From the entries that follow, copy exactly the lines beginning at the line holding "- [x] logout resets" and continuing through the line holding "Needs something like".

START GIVEN INFORMATION

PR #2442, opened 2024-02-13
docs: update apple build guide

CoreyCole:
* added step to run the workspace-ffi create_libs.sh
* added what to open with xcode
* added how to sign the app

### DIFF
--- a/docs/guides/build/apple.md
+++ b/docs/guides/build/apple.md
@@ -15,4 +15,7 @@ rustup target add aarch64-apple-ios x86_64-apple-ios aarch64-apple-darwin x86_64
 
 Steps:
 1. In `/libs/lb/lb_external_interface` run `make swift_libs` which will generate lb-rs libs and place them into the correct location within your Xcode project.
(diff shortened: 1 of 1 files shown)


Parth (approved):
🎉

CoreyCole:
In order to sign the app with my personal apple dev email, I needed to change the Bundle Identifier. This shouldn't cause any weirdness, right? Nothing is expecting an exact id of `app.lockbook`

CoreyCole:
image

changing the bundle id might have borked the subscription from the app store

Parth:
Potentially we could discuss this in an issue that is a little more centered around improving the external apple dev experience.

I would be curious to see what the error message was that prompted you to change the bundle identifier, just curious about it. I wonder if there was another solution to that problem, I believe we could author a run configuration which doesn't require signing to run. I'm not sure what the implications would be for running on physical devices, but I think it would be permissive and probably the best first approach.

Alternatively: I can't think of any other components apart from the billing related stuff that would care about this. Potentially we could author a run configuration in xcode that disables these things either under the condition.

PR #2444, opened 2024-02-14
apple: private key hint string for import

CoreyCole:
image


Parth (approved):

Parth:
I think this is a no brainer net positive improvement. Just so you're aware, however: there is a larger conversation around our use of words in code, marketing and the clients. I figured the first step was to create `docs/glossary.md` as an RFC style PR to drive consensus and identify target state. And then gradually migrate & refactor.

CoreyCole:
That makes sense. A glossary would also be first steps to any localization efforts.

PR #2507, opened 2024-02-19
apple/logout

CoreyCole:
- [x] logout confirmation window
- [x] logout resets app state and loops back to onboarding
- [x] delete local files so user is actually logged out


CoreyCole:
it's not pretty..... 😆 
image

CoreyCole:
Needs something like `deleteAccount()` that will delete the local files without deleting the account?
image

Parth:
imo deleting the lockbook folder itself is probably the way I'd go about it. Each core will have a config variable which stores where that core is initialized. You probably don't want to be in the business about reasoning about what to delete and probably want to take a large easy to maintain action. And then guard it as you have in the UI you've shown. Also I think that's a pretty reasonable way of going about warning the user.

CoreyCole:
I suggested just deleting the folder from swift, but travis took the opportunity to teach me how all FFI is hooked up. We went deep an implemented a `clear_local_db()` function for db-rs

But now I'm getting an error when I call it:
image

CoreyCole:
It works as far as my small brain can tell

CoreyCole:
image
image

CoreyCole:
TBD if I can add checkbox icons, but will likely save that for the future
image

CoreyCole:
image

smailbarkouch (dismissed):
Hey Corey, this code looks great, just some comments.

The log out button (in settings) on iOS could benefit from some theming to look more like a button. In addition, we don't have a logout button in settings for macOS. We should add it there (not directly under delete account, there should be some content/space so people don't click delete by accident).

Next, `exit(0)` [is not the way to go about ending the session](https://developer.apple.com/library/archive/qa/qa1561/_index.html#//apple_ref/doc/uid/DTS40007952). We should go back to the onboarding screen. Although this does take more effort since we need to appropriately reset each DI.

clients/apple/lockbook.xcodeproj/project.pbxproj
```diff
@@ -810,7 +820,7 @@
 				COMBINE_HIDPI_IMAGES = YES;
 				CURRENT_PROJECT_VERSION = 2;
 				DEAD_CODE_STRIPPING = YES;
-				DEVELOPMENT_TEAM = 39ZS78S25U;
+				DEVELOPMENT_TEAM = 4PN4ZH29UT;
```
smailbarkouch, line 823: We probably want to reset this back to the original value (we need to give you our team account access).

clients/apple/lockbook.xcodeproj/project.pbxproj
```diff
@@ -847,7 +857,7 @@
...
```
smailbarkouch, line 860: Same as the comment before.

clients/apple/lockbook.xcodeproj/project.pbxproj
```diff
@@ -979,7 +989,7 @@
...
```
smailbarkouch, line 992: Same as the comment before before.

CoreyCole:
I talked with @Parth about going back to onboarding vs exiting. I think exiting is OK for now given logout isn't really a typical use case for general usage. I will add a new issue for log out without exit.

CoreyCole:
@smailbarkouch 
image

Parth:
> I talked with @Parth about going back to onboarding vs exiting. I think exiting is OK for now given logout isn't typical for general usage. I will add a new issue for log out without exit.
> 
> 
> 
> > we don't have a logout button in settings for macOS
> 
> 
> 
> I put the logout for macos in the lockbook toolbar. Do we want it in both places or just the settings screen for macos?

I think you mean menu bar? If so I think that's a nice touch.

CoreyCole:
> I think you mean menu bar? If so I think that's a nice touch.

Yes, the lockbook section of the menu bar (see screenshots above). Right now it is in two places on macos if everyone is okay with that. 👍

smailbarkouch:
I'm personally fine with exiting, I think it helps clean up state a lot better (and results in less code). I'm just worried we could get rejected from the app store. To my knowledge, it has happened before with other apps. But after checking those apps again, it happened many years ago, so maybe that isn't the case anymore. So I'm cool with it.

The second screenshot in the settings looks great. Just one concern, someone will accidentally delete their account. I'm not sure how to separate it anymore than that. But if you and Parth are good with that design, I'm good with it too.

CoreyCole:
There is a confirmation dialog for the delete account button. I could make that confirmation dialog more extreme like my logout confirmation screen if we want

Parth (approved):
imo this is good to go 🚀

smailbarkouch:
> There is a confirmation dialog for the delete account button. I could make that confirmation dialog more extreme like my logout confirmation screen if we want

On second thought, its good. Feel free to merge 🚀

END GIVEN INFORMATION

__ANSWER SECTION__.
- [x] logout resets app state and loops back to onboarding
- [x] delete local files so user is actually logged out


CoreyCole:
it's not pretty..... 😆 
image

CoreyCole:
Needs something like `deleteAccount()` that will delete the local files without deleting the account?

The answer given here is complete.